* **What to do**: Looking at the entries, say how many lines contain the string "Lspci". Offer nothing besides the number.
========================
PR #2362, opened 2022-11-01
Fix for verify_uio_binding test to check the prerequisite for enabling the uio_hv_generic driver

ellie-di:
This PR adds a check for "CONFIG_UIO_HV_GENERIC" kernel config before enabling its driver. In case this config is not enabled the test will fail gracefully and will print out the follow error message:

Dpdk.verify_uio_binding: FAILED   failed. LisaException: The kernel config CONFIG_UIO_HV_GENERIC is not set.

### DIFF
--- a/microsoft/testsuites/dpdk/dpdkutil.py
+++ b/microsoft/testsuites/dpdk/dpdkutil.py
@@ -20,7 +20,17 @@ from lisa import (
 from lisa.features import NetworkInterface
 from lisa.nic import NicInfo
 from lisa.operating_system import OperatingSystem, Ubuntu
-from lisa.tools import Dmesg, Echo, Free, Lscpu, Lsmod, Lspci, Modprobe, Mount, KernelConfig
+from lisa.tools import (
+    Dmesg,
+    Echo,
+    Free,
+    Lscpu,
+    Lsmod,
+    Lspci,
+    Modprobe,
+    Mount,
+    KernelConfig,
+)
 from lisa.tools.mkfs import FileSystem
 from lisa.util.parallel import TaskManager, run_in_parallel, run_in_parallel_async
 from microsoft.testsuites.dpdk.common import DPDK_STABLE_GIT_REPO, check_dpdk_support
--- a/microsoft/testsuites/dpdk/dpdkutil.py
+++ b/microsoft/testsuites/dpdk/dpdkutil.py
@@ -17,6 +17,7 @@ from lisa import (
     UnsupportedDistroException,
     constants,
 )
+from lisa.base_tools.uname import Uname
 from lisa.features import NetworkInterface
 from lisa.nic import NicInfo
 from lisa.operating_system import OperatingSystem, Ubuntu
@@ -24,12 +25,12 @@ from lisa.tools import (
     Dmesg,
     Echo,
     Free,
+    KernelConfig,
     Lscpu,
     Lsmod,
     Lspci,
     Modprobe,
     Mount,
-    KernelConfig,
 )
 from lisa.tools.mkfs import FileSystem
 from lisa.util.parallel import TaskManager, run_in_parallel, run_in_parallel_async
@@ -230,14 +231,21 @@ def enable_uio_hv_generic_for_nic(node: Node, nic: NicInfo) -> None:
     echo = node.tools[Echo]
     lsmod = node.tools[Lsmod]
     modprobe = node.tools[Modprobe]
-    kernelcfg = node.tools[KernelConfig]
+    kconfig = node.tools[KernelConfig]
+    uname = node.tools[Uname]
 
     # check if kernel config for Hyper-V VMBus is enabled
     config = "CONFIG_UIO_HV_GENERIC"
-    if not kernelcfg.is_enabled(config):
-        raise LisaException(
-            f"The kernel config {config} is not set."
-        )
+    if not kconfig.is_enabled(config):
+        kversion = uname.get_linux_information().kernel_version_raw
+        if kversion < "4.10":
+            raise SkippedException(
+                f"The kernel config {config} found in Linux kernels >= 4.10"
+            )
+        else:
+            raise LisaException(
+                f"The kernel config {config} is not set in kernel version {kversion}."
+            )
 
     # enable if it is not already enabled
     if not lsmod.module_exists("uio_hv_generic", force_run=True):
--- a/microsoft/testsuites/dpdk/dpdkutil.py
+++ b/microsoft/testsuites/dpdk/dpdkutil.py
@@ -20,7 +20,7 @@ from lisa import (
 from lisa.features import NetworkInterface
 from lisa.nic import NicInfo
 from lisa.operating_system import OperatingSystem, Ubuntu
-from lisa.tools import Dmesg, Echo, Free, Lscpu, Lsmod, Lspci, Modprobe, Mount
+from lisa.tools import Dmesg, Echo, Free, Lscpu, Lsmod, Lspci, Modprobe, Mount, kernel_config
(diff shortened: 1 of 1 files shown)


microsoft/testsuites/dpdk/dpdkutil.py
```diff
@@ -20,7 +20,7 @@
 from lisa.features import NetworkInterface
 from lisa.nic import NicInfo
 from lisa.operating_system import OperatingSystem, Ubuntu
-from lisa.tools import Dmesg, Echo, Free, Lscpu, Lsmod, Lspci, Modprobe, Mount
+from lisa.tools import Dmesg, Echo, Free, Lscpu, Lsmod, Lspci, Modprobe, Mount, kernel_config
```
mcgov: I think you should be able to just import KernelConfig and call it directly below, there's some module magic in the lisa.tools module that enables it.

mcgov (changes requested):
one requested change, looks good to me otherwise though

ellie-di:
@LiliDeng Chi mentioned that debian 9 has recently removed from the maintain list of images and maybe that's the reason that I was not able to reproduce the issue with exact same signature that was reported. could you provide more info on that?

I think that this prerequisite check should exist in the test, regardless of debian 9 is removed from the list or not.

microsoft/testsuites/dpdk/dpdkutil.py
```diff
@@ -220,6 +220,15 @@ def enable_uio_hv_generic_for_nic(node: Node, nic: NicInfo) -> None:
     echo = node.tools[Echo]
     lsmod = node.tools[Lsmod]
     modprobe = node.tools[Modprobe]
+    kernelcfg = node.tools[kernel_config.KernelConfig]
+
+    # check if kernel config for Hyper-V VMBus is enabled
+    config = "CONFIG_UIO_HV_GENERIC"
+    if not kernelcfg.is_enabled(config):
+        raise LisaException(
```
LiliDeng: use skipexception

LiliDeng:
> @LiliDeng Chi mentioned that debian 9 has recently removed from the maintain list of images and maybe that's the reason that I was not able to reproduce the issue with exact same signature that was reported. could you provide more info on that?
> 
> I think that this prerequisite check should exist in the test, regardless of debian 9 is removed from the list or not.

hi this image was removed from pipeline list, we can still make change, in case other distro has the same scenario, you can use image credativ debian 9 9.20210721.0 to verify your change.

microsoft/testsuites/dpdk/dpdkutil.py
ellie-di: why?

ellie-di:
> > @LiliDeng Chi mentioned that debian 9 has recently removed from the maintain list of images and maybe that's the reason that I was not able to reproduce the issue with exact same signature that was reported. could you provide more info on that?
> > I think that this prerequisite check should exist in the test, regardless of debian 9 is removed from the list or not.
> 
> hi this image was removed from pipeline list, we can still make change, in case other distro has the same scenario, you can use image credativ debian 9 9.20210721.0 to verify your change.

Thanks. To be clear, I was using "credativ debian 9 9.20210721.0". Do you mean I can still use "credativ debian 9 9.20210721.0" in the pipeline?

microsoft/testsuites/dpdk/dpdkutil.py
LiliDeng: debian has older kernel version like 4.9, it doesn't contain this module, it is expected, maybe we can also add minimal kernel version check here.
```
prompt: Generic driver for Hyper-V VMBus
type: tristate
depends on: [CONFIG_HYPERV](https://cateee.net/lkddb/web-lkddb/HYPERV.html)
defined in [drivers/uio/Kconfig](https://github.com/torvalds/linux/tree/master/drivers/uio/Kconfig)
found in Linux kernels: 4.10–4.20, 5.0–5.19, 6.0, 6.1-rc+HEAD
modules built: uio_hv_generic
```

LiliDeng:
> > > @LiliDeng Chi mentioned that debian 9 has recently removed from the maintain list of images and maybe that's the reason that I was not able to reproduce the issue with exact same signature that was reported. could you provide more info on that?
> > > I think that this prerequisite check should exist in the test, regardless of debian 9 is removed from the list or not.
> > 
> > 
> > hi this image was removed from pipeline list, we can still make change, in case other distro has the same scenario, you can use image credativ debian 9 9.20210721.0 to verify your change.
> 
> Thanks. To be clear, I was using "credativ debian 9 9.20210721.0". Do you mean I can still use "credativ debian 9 9.20210721.0" in the pipeline?

you can use credativ debian 9 9.20210721.0 to do the testing, locally or in single test case pipeline.

microsoft/testsuites/dpdk/dpdkutil.py
ellie-di: I was wondering the reason for "use skipexception"?

ellie-di: I think checking for kconfig is more generic than a minimal kernel version check.

LiliDeng: skipexception means current behavior is expected, we just skip this testing on current distro. is this clear?

microsoft/testsuites/dpdk/dpdkutil.py
```diff
@@ -220,6 +230,15 @@ def enable_uio_hv_generic_for_nic(node: Node, nic: NicInfo) -> None:
     echo = node.tools[Echo]
     lsmod = node.tools[Lsmod]
     modprobe = node.tools[Modprobe]
+    kernelcfg = node.tools[KernelConfig]
+
+    # check if kernel config for Hyper-V VMBus is enabled
+    config = "CONFIG_UIO_HV_GENERIC"
```
dsrivastavv, line 239: [nit] This should be a class level constant

ellie-di: this function looks like a util function, which class? Meanwhile, following existing coding style, a few lines above the `hv_uio_generic_uuid` could've been defined as a constant but is a literal variable inside the function, which is totally fine in my opinion.

microsoft/testsuites/dpdk/dpdkutil.py
```diff
@@ -220,6 +231,22 @@ def enable_uio_hv_generic_for_nic(node: Node, nic: NicInfo) -> None:
...
     modprobe = node.tools[Modprobe]
+    kconfig = node.tools[KernelConfig]
+    uname = node.tools[Uname]
+
+    # check if kernel config for Hyper-V VMBus is enabled
+    config = "CONFIG_UIO_HV_GENERIC"
+    if not kconfig.is_enabled(config):
+        kversion = uname.get_linux_information().kernel_version_raw
+        if kversion < "4.10":
+            raise SkippedException(
```
LiliDeng: ```uname.get_linux_information().kernel_version_raw``` contains str like 4.9.0-16-amd64, it can't be used for comparison.
Change code like below, it works.
```
        kversion = uname.get_linux_information().kernel_version
        if kversion < "4.10.0":
```

microsoft/testsuites/dpdk/dpdkutil.py
```diff
@@ -220,6 +231,22 @@ def enable_uio_hv_generic_for_nic(node: Node, nic: NicInfo) -> None:
...
+                f"The kernel config {config} found in Linux kernels >= 4.10"
```
LiliDeng: raise `UnsupportedKernelException` is more suitable than `SkippedException`

mcgov (approved):
lgtm

LiliDeng (approved):

PR #76, opened 2014-12-24
Dynamically loadable HDF5 filter plugin

kiyo-masui:
HDF5 1.8.11+ supports "dynamically loadable filter plugins" (http://www.hdfgroup.org/HDF5/doc/Advanced/DynamicallyLoadedFilters/HDF5DynamicallyLoadedFilters.pdf). Following that recipe, I've made a plugin for the blosc filter.

I needed to do this anyway for my own work and thought I would put in a pull request upstream to see if there is interest in having this in blosc.  I'm sure this isn't up to standard for merging yet: you will probably want to change the format and content of the headers and I put in the bare minimum for the README.

### DIFF
--- a/hdf5/README.rst
+++ b/hdf5/README.rst
@@ -17,9 +17,15 @@ value is returned.
 An example C program ("example.c") is included which demonstrates the
 proper use of the filter.
 
+Alternatively, instead of registering the Blosc filter,  you can use the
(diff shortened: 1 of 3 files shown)


FrancescAlted:
Although I did not put a lot of effort in checking this, I think it is better to include it that having it waiting, so here we go.

PR #77, opened 2015-01-04
Only define __SSE2__ when compiling with MSVC

jack-pappas:
I've added preprocessor checks around the definition of the ``__SSE2__`` symbol on Windows. It's only necessary to define the symbol when compiling with MS Visual C++ (MSVC); other compilers that already define the symbol emit a warning because the symbol is being re-defined.

### DIFF
--- a/blosc/shuffle.c
+++ b/blosc/shuffle.c
@@ -14,7 +14,14 @@
 #if defined(_WIN32) && !defined(__MINGW32__)
   #include <windows.h>
   #include "win32/stdint-windows.h"
-  #define __SSE2__          /* Windows does not define this by default */
+
+  /* Define the __SSE2__ symbol if compiling with Visual C++ and
+     targeting the minimum architecture level supporting SSE2.
+     Other compilers define this as expected and emit warnings
+     when it is re-defined. */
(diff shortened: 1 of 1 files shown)


FrancescAlted:
Hmm, not an expert on MSVC, but the next:

https://social.msdn.microsoft.com/Forums/en-US/4b2d2f47-ae8a-487e-b9d4-494ced8b30c3/vs2010-vc-mix86fp-and-archavx

is suggesting:

#if defined( _M_X64 ) || _M_IX86_FP >= 1

(notice the 1 instead of 2).  Suggestions?

jack-pappas:
I made these changes based on this page: http://msdn.microsoft.com/en-us/library/b0084kay.aspx

The OP in the forum post you linked says they're detecting either SSE or SSE2, which is why they used ``_M_IX86_FP >= 1``. blosc needs SSE2 though, so my change here checks for ``_M_IX86_FP >= 2``.

I added a check for ``_M_IX86`` along with ``_M_IX86_FP`` because MSVC does support ARM targets as well (for phones and tablets) and ``__SSE2__`` shouldn't be defined in that case.

FrancescAlted:
Ok, this sounds good to me.

PR #78, opened 2015-01-04
Use the built-in stdint.h with MSVC when available

jack-pappas:
``stdint.h`` is available in MSVC 16.0 / VS2010 and newer. I've added preprocessor checks so the compatibility header is only imported when compiling with an earlier version of MSVC; otherwise, the built-in ``stdint.h`` is used.


FrancescAlted:
Look good.  Thanks!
========================
* **The completed task**: 7